## Task brief
Everything from the line containing "I was taking" through the line containing "different boolean declarations" in the listing below should be copied exactly, and nothing more.

## Recorded data

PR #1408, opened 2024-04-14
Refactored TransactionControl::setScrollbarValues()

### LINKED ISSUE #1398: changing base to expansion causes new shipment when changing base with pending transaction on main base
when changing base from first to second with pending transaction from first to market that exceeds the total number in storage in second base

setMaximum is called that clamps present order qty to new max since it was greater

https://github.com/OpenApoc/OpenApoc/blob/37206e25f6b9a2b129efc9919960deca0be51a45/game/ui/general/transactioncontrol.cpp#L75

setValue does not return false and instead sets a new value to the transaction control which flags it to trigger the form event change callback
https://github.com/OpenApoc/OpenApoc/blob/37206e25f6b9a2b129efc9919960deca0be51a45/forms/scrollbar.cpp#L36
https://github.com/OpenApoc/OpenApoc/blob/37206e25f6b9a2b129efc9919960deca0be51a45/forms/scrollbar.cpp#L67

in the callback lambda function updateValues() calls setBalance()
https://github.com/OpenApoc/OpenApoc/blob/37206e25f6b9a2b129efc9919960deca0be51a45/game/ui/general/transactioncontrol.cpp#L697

--

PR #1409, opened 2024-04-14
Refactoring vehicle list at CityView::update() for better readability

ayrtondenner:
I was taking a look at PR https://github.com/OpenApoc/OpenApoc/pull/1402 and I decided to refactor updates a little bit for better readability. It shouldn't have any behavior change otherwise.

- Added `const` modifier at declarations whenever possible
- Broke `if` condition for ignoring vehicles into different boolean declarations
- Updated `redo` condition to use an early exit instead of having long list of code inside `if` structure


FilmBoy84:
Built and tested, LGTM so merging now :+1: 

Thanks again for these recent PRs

## Response for this exercise
I was taking a look at PR https://github.com/OpenApoc/OpenApoc/pull/1402 and I decided to refactor updates a little bit for better readability. It shouldn't have any behavior change otherwise.

- Added `const` modifier at declarations whenever possible
- Broke `if` condition for ignoring vehicles into different boolean declarations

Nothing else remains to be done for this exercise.